June 30, 2005 (PLANSPONSOR.com) - San Diego City Council members are demanding better accounting for how the city is paying expert advisors for services relating to its beleaguered scandal plagued pension fund.

Local lawmakers have also asked for a timeline on when the plethora of local and national inquiries into the raft of allegations about how the city has handled its deficit-ridden pension might be wrapped up, according to a San Diego Union Tribune news report. Meanwhile, council members okayed spending more than $4.5 million for attorneys, auditors and other experts relating to the pension program – about $1.4 million less than the outside firms have demanded.

Council members cleared new payments for tasks that will be performed through the end of the fiscal year, which is Friday, but cut back on funding to cover anticipated expenses through July.
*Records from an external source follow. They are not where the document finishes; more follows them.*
Issue #1933, opened 2023-01-25
Access to value in `.catch` that failed to parse.


andrejpavlovic:
I'd like to be able to access the value that failed parsing in `.catch` and do something with it. For example:

```typescript
const schema = z
  .discriminatedUnion("type", [
    z.object({ type: z.literal("type1") }),
    z.object({ type: z.literal("unknown"), value: z.unknown() })
  ])
  .catch((val: unknown) => ({ type: "unknown" as const, value: val }));

const result = schema.parse({ type: "some-other-type" });
// result would look like
// {type: "unknown", original: { type: "some-other-type" }}
```

Then in other places I can maybe log what the original value was, or try to do some more parsing in the `.catch` callback itself

rotu:
I think this is fixed?

The above code gives me this value for `result`:
```js
{
  type: 'unknown',
  value: { error: [Getter], input: { type: 'some-other-type' } }
}
```

andrejpavlovic:
I think since my post the first parameter in `catch` callback is the error. It still doesn't provide the actual value.

kachkaev:
Hmmm looks like the input is passed indeed:

https://github.com/colinhacks/zod/blob/c4458caadc24f25063b6a5d0dbbbc9e1d6d60735/src/types.ts#L470-L473

`git bame` refers to https://github.com/colinhacks/zod/commit/ac0135e00df75abd57a93a4816fe0fdaa31e94e8

andrejpavlovic:
Ah, that makes sense. Issue closed!

andrejpavlovic:
@rotu So this should work:

```typescript
const schema = z
  .discriminatedUnion("type", [
    z.object({ type: z.literal("type1") }),
    z.object({ type: z.literal("unknown"), value: z.unknown() })
  ])
  .catch(result => ({ type: "unknown" as const, value: result.input }));
```

PR #6192, opened 2026-07-14
Preserve the original input in catch callbacks after coercion

zelinewang:
`ZodCatch` currently builds its callback context after the inner schema has
parsed the payload. If that schema coerces or transforms the value before a
later check fails, both `ctx.value` and the deprecated `ctx.input` expose the
intermediate value instead of the input passed to `.parse()`.

This breaks the original-input access added for `.catch()` in #1933. It also
conflicts with the current API documentation, which describes `ctx.value` as
the input value. For example, a failed `z.coerce.number()` refinement receives
`5` instead of `"5"`, so a dynamic fallback cannot distinguish a string input
from a numeric input.

This change captures the input before running the inner schema and restores it
only in the catch callback context. The parsed result and validation issue
inputs are unchanged. The regression test covers both synchronous checks and
asynchronous refinements after coercion.


wahajahmed010 (approved):
## Review: colinhacks/zod#6192

**Logic**: ✅ The bug was that `ctx.input` in catch callbacks showed the *coerced* value instead of the original input. The fix captures `payload.value` before the inner type runs (which may coerce it), then passes that original value as both `value` and `input` to the catch callback.

**Edge cases**: ✅ The fix is applied in both the sync and async paths. The `input` variable is captured once at the top of the forward-direction block, so it correctly holds the pre-coercion value.

**Tests**: ✅ Good test covering both sync `.parse()` and async `.parseAsync()` paths, verifying that `ctx.value` and `ctx.input` both equal the original string input after coercion.

**Breaking changes**: None — this fixes a bug where the documented contract (`ctx.input` = original input) was violated.

**No issues found.** Clean, well-tested behavioral fix.

PR #6197, opened 2026-07-16
test: add regression coverage for union-in-object inference (#2654)

ShreyasUday:
Closes #2654

Adds focused regression tests pinning the union in object inference fix for every edge case reported in the issue thread. Both v3 compat and v4 classic are covered to prevent silent regressions.

**v3** (`packages/zod/src/v3/tests/issue-2654.test.ts`):
- `string | string[]` object property (original repro by @ericallam)
- `string[] | Record<string, string>` union property (@szulcus)
- `enum | Record<string, enum>` union property (@AlexGalays)
- mixed required + optional keys with union

**v4** (`packages/zod/src/v4/classic/tests/issue-2654.test.ts`):
- all of the above, plus:
- union with `.nullable()` inside object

They called for City Manager Lamont Ewell to arrange for the most prominent of the experts, including a pair of former SEC officials, to appear before them in July to offer a better sense of the work’s status. The former SEC officials come from Kroll Inc., a forensic accounting specialist.  Another group of attorneys is advising Kroll.
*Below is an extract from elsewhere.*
PR #6207, opened 2026-07-19
fix: error messages for exact length checks should say 'exactly N'

### LINKED ISSUE #6176: v4: `.length()` / `.size()` error messages ignore the `exact` flag

GowsiSM:
**Scope note:** This PR only updates the English locale (`en.ts`). Other locales will be updated in a separate follow-up PR to keep this focused and reviewable.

The auditing firm KPMG has told the city that it can’t hand over its examination of the city’s 2003 financial statements without more information from investigators. The law firm Vinson & Elkins continues to examine records related to the pension following its September 2004 report on the city’s handling of the pension crisis.
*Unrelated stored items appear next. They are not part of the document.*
PR #6215, opened 2026-07-21
fix: encode / and ~ in toJSONSchema \ pointer (issue #6027)

deepshekhardas:
When a schema's \id\ (set via \.meta({ id })\) contains \/\ or \~\ characters, the generated \\\ pointer in the JSON Schema output was not escaped per RFC 6901, producing invalid pointers.

This adds a JSON Pointer escape step (\~\ → \~0\, \/\ → \~1\) when building \\\ URIs in \makeURI\, while keeping the \\\ key unescaped (JSON object keys don't need it).


deepshekhardas:
Superseded by #6257 — cleaner single-commit fix

PR #6216, opened 2026-07-21
fix: use 'exactly' in locale messages when issue.exact is true (issue #6176)

deepshekhardas:
﻿When .length() or .size() is used (which sets exact: true on the issue), the error message should say "exactly N" rather than ">=N" / "<=N".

According to the Union Triune report, the council approved the full $1.8 million payment requested for Vinson & Elkins, but withheld some money being sought for Kroll and its attorneys and $100,000 from KPMG. Council members okayed $1.55 million in spending for Kroll and its law firm, Willkie, Farr and Gallagher, and $300,000 for KPMG. Other approved spending included more than $900,000 for a variety of legal services, including counsel for elected officials and city employees who have been questioned by authorities.

The council’s decisions this week came amid three hours of debate that included a barrage of accusations and counter claims, including City Attorney Michael Aguirre criticizing the quality of one prominent firm’s work and Councilman Jim Madaffer firing back at Aguirre for conducting his own public probe (See  San Diego City Attorney Calls Pension Credit Purchase Illegal ).

The Securities and Exchange Commission and the US Attorney’s Office continue to investigate the origins of the $1.4 billion retirement fund deficit, caused by benefit increases and decisions to underfund the system (See    San Diego City Attorney Calls Pension Credit Purchase Illegal ). Six current and former pension board members already face state conflict-of-interest charges in the case (See  San Diego DA Kicks Off Pension Probe ).

Orange   CountyAlso in Trouble?

On a related note, a  California state grand jury has warned Orange County that it could face similar pension problems as San Diego’s, according to news reports.

The grand jury criticized recent county boards of supervisors for raising pension contributions by nearly 300%. The report asserted that the boards appear to be granting overly generous benefits “in light of tight county budgets and the residual effects of the bankruptcy 10 years ago.”